Por todas estas razones, aquél fue un mes terrible, y a la mitad de él estalló una epidemia de gripe que se extendió por toda la ciudad. Mrs. Talbot y su hija, que estaban en el San Carlos Hotel, la padecían. La padecía Tom Work. Benjamín Peabody y su familia estaban también enfermos. La excelentísima María Antonia Field cayó enferma también. Toda la familia Gross estaba atacada.
Los médicos de Monterrey —y había muchos que se ocupaban de los casos corrientes, accidentes y neurosis— estaban enloquecidos. Tenían más trabajo del que podían atender, y con clientes que, aunque no pagasen las cuentas, tenían al menos dinero con que pagarlas.

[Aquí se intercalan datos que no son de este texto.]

PR #2945, opened 2021-11-19
Fix distinct paging queries for MSSql2012Dialect

### LINKED ISSUE #1169: NH-3594 - MSSql2012Dialect generates invalid order by clause for paging distinct query
**Gerke Geurts** created an [issue](https://nhibernate.jira.com/browse/NH-3594) — <time datetime="2014-01-24T16:13:56.855Z" title="2014-01-24T16:13:56.855Z">24th January 2014, 16:13:56</time>:
> The SQL Server 2012 dialect generates invalid SQL when paging or limits are used on SELECT DISTINCT queries. The NHibernate.Test.NHSpecificTest.NH2214.Fixture.ShouldWorkUsingDistinctAndLimits() results in the following exception:
> 
> NHibernate.Exceptions.GenericADOException : could not execute query
> < select distinct person0*.Id as Id5061_, person0_.FirstName as FirstName5061_ from Person person0_ ORDER BY CURRENT*TIMESTAMP OFFSET 0 ROWS FETCH FIRST @p0 ROWS ONLY >
> [SQL: select distinct person0*.Id as Id5061_, person0_.FirstName as FirstName5061_ from Person person0_ ORDER BY CURRENT*TIMESTAMP OFFSET 0 ROWS FETCH FIRST @p0 ROWS ONLY]
>   ----> System.Data.SqlClient.SqlException : ORDER BY items must appear in the select list if SELECT DISTINCT is specified.
> 
---
**Gerke Geurts** added a comment — <time datetime="2014-01-24T16:27:19.560Z" title="2014-01-24T16:27:19.560Z">24th January 2014, 16:27:19</time>:
> Fix proposed in https://github.com/nhibernate/nhibernate-core/pull/251
> 
---
**Oskar Berggren** added a comment — <time datetime="2014-07-26T10:35:00.740Z" title="2014-07-26T10:35:00.740Z">26th July 2014, 10:35:00</time>:
> Merged in 8531dafd9e42fc4de9b00dc27934038520e28112.
> 
---
**Oskar Berggren** added a comment — <time datetime="2014-07-26T13:08:14.914Z" title="2014-07-26T13:08:14.914Z">26th July 2014, 13:08:14</time>:
> Merge reverted due to many new test failures for e.g. sql server 2008.
>

bahusoid:
Fixes #1169

Simply fallback to old logic when new one doesn't work.


hazzik:
Why not just `ORDER BY 1` and fix tests?

bahusoid:
> Why not just ORDER BY 1

I don't like it. How it's better? It looks hackish to me...

src/NHibernate/Dialect/MsSql2012Dialect.cs
```diff
@@ -58,25 +58,25 @@ protected override void RegisterFunctions()
...
+
+				var hasOrderBy = tokenEnum.TryParseUntil("order");
+				if(!hasOrderBy && isDistinct)
+						return base.GetLimitString(querySqlString, offset, limit);
 
 				var result = new SqlStringBuilder(querySqlString);
-				if (!tokenEnum.TryParseUntil("order"))
+				if (!hasOrderBy)
 				{
 					result.Add(" ORDER BY CURRENT_TIMESTAMP");
```
fredericDelaporte, line 75: Ordering by the first column of the result set seems less hackish to me than ordering by the current date and time. This thing attempts to emulate the behavior of unordered query on SQL-Server. I do not think NHibernate should try to do that, since NHibernate is more about abstracting away the specificity of database vendors rather than surfacing them.

I am tempted to say we should not even try to support unordered paged queries, because conceptually, writing such queries is a mistake: there is no predictability about which data will be sent back. There is not even any guarantee the paging will be consistent: it may include the same row in different pages, and not yield some rows whatever the asked page. (With SQL Server, it depends on the indexes used in the computed execution plan. If for some reasons it uses another plan, the ordering yielded by an unordered query will change.)
But removing all support for it will undoubtedly break a lot of existing application, so we have to keep that legacy.

So, replacing `CURRENT_TIMESTAMP` by `1` for this case looks better to me.

Using a fallback on the row_number paging seems to me as trying to somewhat preserve the default behavior of SQL-Server with unordered queries, which I do not think is valuable for NHibernate.

bahusoid: > Ordering by the first column of the result set seems less hackish

IMO it's better to use existing behavior (hackish or not) than introduce another dialect specific hack (even less hackish) with different behavior.

hazzik: > I am tempted to say we should not even try to support unordered paged queries, because conceptually, writing such queries is a mistake

I fully agree. 

I think the user should see an error and then try to fix their query.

El arrabal conservero, cuyos habitantes eran más fuertes, tardó más en contraer la enfermedad, pero finalmente la padeció también. Las escuelas se cerraron. No había una sola casa donde no hubiera niños calenturientos y padres enfermos. No era una enfermedad mortal, como ocurrió en 1917, pero en los niños tenía la tendencia de atacar al mastoides. Los médicos estaban muy ocupados, y, además, el arrabal conservero no era un cliente de importancia.

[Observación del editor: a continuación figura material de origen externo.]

PR #2951, opened 2021-12-01
Run tests on .NET 6

hazzik:


.github/workflows/NetCoreTests.yml
```diff
@@ -54,9 +54,9 @@ jobs:
 
     - uses: actions/checkout@v2
     - name: Setup .NET
-      uses: actions/setup-dotnet@v1.8.0
+      uses: actions/setup-dotnet@v1
```
bahusoid, line 57: Downgrade? Why? Latest now 1.9

ReleaseProcedure.txt
```diff
@@ -58,6 +58,6 @@ Tools\gitreleasemanager\0.11.0\tools\GitReleaseManager.exe create -o nhibernate
   * If this was the master branch, create the stable branch for the new release, named
     according to its version with "x" instead of its patch number. By example, "5.3.x".
     
-  * If next version is decided set it in NHibernate.props under build-common folder
+  * If next version is decided set it in Directory.Build.props under build-common folder
```
bahusoid, line 61: under build-common -> under src

src/Directory.Build.props
```diff
@@ -13,18 +13,25 @@
...
     <FileVersion Condition="'$(FileVersion)' == ''">$(VersionPrefix).0</FileVersion>
 
-    <NhAppTargetFrameworks Condition ="$(NhAppTargetFrameworks) == ''">net461;netcoreapp2.0</NhAppTargetFrameworks>
+    <NhAppTargetFrameworks Condition ="$(NhAppTargetFrameworks) == ''">net461;net6.0</NhAppTargetFrameworks>
     <NhLibTargetFrameworks Condition ="$(NhLibTargetFrameworks) == ''">net461;netcoreapp2.0;netstandard2.0</NhLibTargetFrameworks>
     <NhNetFx>false</NhNetFx>
     <NhNetFx Condition="$(TargetFramework.StartsWith('net4'))">true</NhNetFx>
-    <DefineConstants Condition="$(NhNetFx) AND $(NhVbNet) == ''" >NETFX;$(DefineConstants)</DefineConstants>
+    <DefineConstants Condition="$(NhNetFx) AND '$(MSBuildProjectExtension)' != '.vbproj'">NETFX;$(DefineConstants)</DefineConstants>
+    <DefineConstants Condition="$(NhNetFx) AND '$(MSBuildProjectExtension)' == '.vbproj'">NETFX,$(DefineConstants)</DefineConstants>
```
bahusoid, line 21: Can you please add comment like `Use coma separation for VB projects`. As it took me sometime to grasp what's going on...

src/NHibernate.Test.VisualBasic/Program.vb
```diff
@@ -1,4 +1,4 @@
-﻿#If NETCOREAPP2_0
+﻿#If NETCOREAPP2_0_OR_GREATER
```
bahusoid, line 1: nit: I don't like it. Why not simply NETCORE?

src/NHibernate.Test/Async/StaticProxyTest/InterfaceHandling/Fixture.cs
```diff
@@ -179,23 +179,23 @@ public async Task ProxyInterfaceIdAccessFromDifferentInterfacesAsync()
 
 		private void ThrowOnIEntityNameAccess(IEntity entity)
 		{
-			Assert.That(() => entity.Name, Throws.TypeOf<ObjectNotFoundException>(), "IEntity.Name access should lead to proxy initialization");
+			Assert.That<string>(() => entity.Name, Throws.TypeOf<ObjectNotFoundException>(), "IEntity.Name access should lead to proxy initialization");
```
bahusoid, line 182: Why such changes are necessary?

src/NHibernate.Test/NHibernate.Test.csproj
```diff
@@ -1,13 +1,12 @@
...
   <PropertyGroup>
     <Description>The Unit Tests for NHibernate.</Description>
     <TargetFrameworks>$(NhAppTargetFrameworks)</TargetFrameworks>
     <IsTestProject>true</IsTestProject>
-    <NoWarn>$(NoWarn);3001;3002;3003;3005</NoWarn>
+    <NoWarn>$(NoWarn);3001;3002;3003;3005;SYSLIB0003;SYSLIB0011;SYSLIB0012</NoWarn>
     <ContentSQLiteInteropFiles>true</ContentSQLiteInteropFiles>
   </PropertyGroup>
-  <PropertyGroup Condition="'$(TargetFramework)' == 'netcoreapp2.0'">
+  <PropertyGroup Condition="'$(TargetFramework)' == 'net6.0'">
```
bahusoid, line 9: Why not introduce global `NhNetCore` property and use it for all such places instead to simplify further retargeting?

src/Directory.Build.props
```diff
@@ -13,18 +13,25 @@
     <FileVersion Condition="'$(VersionSuffix)' != '' AND '$(BuildNumber)' != ''">$(VersionPrefix).$(BuildNumber)</FileVersion>
```
bahusoid, line 13: https://github.com/nhibernate/nhibernate-core/blob/master/build-common/NHibernate.props#L2

What about NHibernate.dev.props? Should it also be renamed to Directory.Build.dev.props?

.github/workflows/NetCoreTests.yml
hazzik: > Downgrade? 

No. It takes latest 1.x this way.

ReleaseProcedure.txt
hazzik: Thanks

src/Directory.Build.props
hazzik: Sure.

src/NHibernate.Test.VisualBasic/Program.vb
hazzik: Because `NETCOREAPP` could mean `NETCOREAPP1_0`. These are standard symbols. I've also decided not to change our custom defined `NETFX` to standard `NETFRAMEWORK` or `NET461_OR_GREATER`

src/NHibernate.Test/Async/StaticProxyTest/InterfaceHandling/Fixture.cs
hazzik: Because .NET 6 broke [NUnit](https://github.com/nunit/nunit/issues/3993).

src/Directory.Build.props
hazzik: I don't know.

src/NHibernate.Test/NHibernate.Test.csproj
hazzik: Because this is not so easy... I tried it when targeting both .NET Core 3.1 and .NET 6... The dependencies could/were a little different. For example, `Microsoft.AspNetCore.OData` does not have problems on 3.1 but has problems in 6.0.

src/Directory.Build.props
hazzik: Ok, renamed

src/NHibernate.Test/Async/StaticProxyTest/InterfaceHandling/Fixture.cs
hazzik: Probably need to wait next 6.0.x SDK version before merging.

src/NHibernate.Test.VisualBasic/Program.vb
bahusoid: Oh I see. Though I still think using simple NETCORE would minimize the frictions in the future..

src/NHibernate.Test/Async/StaticProxyTest/InterfaceHandling/Fixture.cs
bahusoid: Yeah.. Quite annoying bug...

src/NHibernate.Test/NHibernate.Test.csproj
bahusoid: Ehm...  I want to convert checks like `<PropertyGroup Condition="'$(TargetFramework)' == 'net6.0'">` to something like `<PropertyGroup Condition="NhNetCore">`.  Looks easy enough for me.. Not sure I understand your problem - are you talking about targeting both 3.1 and 6.0? IMO that's a bit different issue and should be handled separately

hazzik: > Looks easy enough

Yes, it is easy, but I doubt it will solve any real issue.

> are you talking about targeting both 3.1 and 6.0?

El doctor del Laboratorio Biológico de Occidente no tenía derecho a ejercer. Pero no era culpa suya que todos los habitantes del arrabal fuesen a consultarlo. Antes de darse cuenta, se vio corriendo de casucha en casucha, tomando temperaturas, dando medicinas, pidiendo y entregando mantas, e incluso llevando alimentos de una casa a otra, mientras las madres lo miraban con inflamados ojos desde sus lechos dándole las gracias y haciéndolo responsable de la mejoría de sus hijos. Cuando no podía atender a alguno, telefoneaba a un médico local, y éste venía, a veces, cuando lo consideraba de urgencia. Mas para las familias siempre eran casos de urgencia. El doctor no dormía apenas. Se alimentaba con cerveza y sardinas de lata. En casa de Lee Chong, donde fue a comprar cerveza, se encontró con Dora, que iba a buscar un par de tijeras para las uñas.

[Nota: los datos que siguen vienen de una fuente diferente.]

PR #2953, opened 2021-12-01
WIP Refactor BestGuessEntityName

bahusoid:
Original version has some strange logic for handling proxies..


src/NHibernate/Impl/SessionImpl.cs
```diff
@@ -957,37 +957,14 @@ public void PersistOnFlush(object obj)
...
-					INHibernateProxy proxy = entity as INHibernateProxy;
-					ILazyInitializer initializer = proxy.HibernateLazyInitializer;
-
-					// it is possible for this method to be called during flush processing,
-					// so make certain that we do not accidentally initialize an uninitialized proxy
-					if (initializer.IsUninitialized)
-					{
-						return initializer.PersistentClass.FullName;
-					}
-					entity = initializer.GetImplementation();
```
fredericDelaporte, line 973: The entity name may be different from the proxy entity name. Getting the entity name can be more precise than getting the entity name known by the proxy.
This happens in case of mapped inheritance, when we have a proxy of the base class. When the proxy is initialized, the entity name will be the actual concrete implementation entity name, while the entity name known by the proxy will only be the one of the base class.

—Parece agotado —le dijo Dora.
—Lo estoy —dijo el doctor—. No duermo desde hace una semana.
—Lo sé —dijo Dora—. Me dicen que la epidemia es grave.
Y también la época es mala.
—Sin embargo, no ha muerto nadie —dijo el doctor—. Pero hay algunos niños muy enfermos. Los chicos de Ransel tienen todos mastoiditis.
—¿Podría ayudar en algo? —preguntó Dora.
—Bueno, ya ve lo que ocurre. La gente está asustada y falta de ayuda. Los Ransel, por ejemplo, están asustados y tienen miedo de estar solos. Si usted o alguna de las muchachas pudiera acompañarlos…
Dora, a pesar de su suavidad, tenía la dureza del diamante. Regresó al Restaurante y lo organizó todo. Lo pasó mal, pero lo hizo. El cocinero griego hizo un calderón de sopa que siempre mantenía lleno.
Las muchachas trataban de atender el negocio, pero iban a velar a las casas y llevaban cacharros llenos de sopa. Al doctor lo llamaban constantemente. Dora lo consultaba y enviaba a las chicas donde el doctor indicaba. Y durante todo aquello, el negocio del Restaurante iba en aumento. La gramola jamás dejaba de tocar. Los pescadores y los soldados se turnaban. Y las muchachas atendían su trabajo y llevaban la sopa cuando iban a velar a casa de Ransel, McCarty y Ferrias. Las muchachas se escurrían por la puerta de atrás. A veces, cuando velaban a los niños dormidos, se echaban a dormir en sus sillas. No usaban maquillaje. No lo necesitaban. La misma Dora dijo que si hubiese querido, hubiera podido emplear a las ancianas del asilo. Fue la época de más trabajo que recuerdan las muchachas del Restaurante. Todas se alegraron cuando terminó.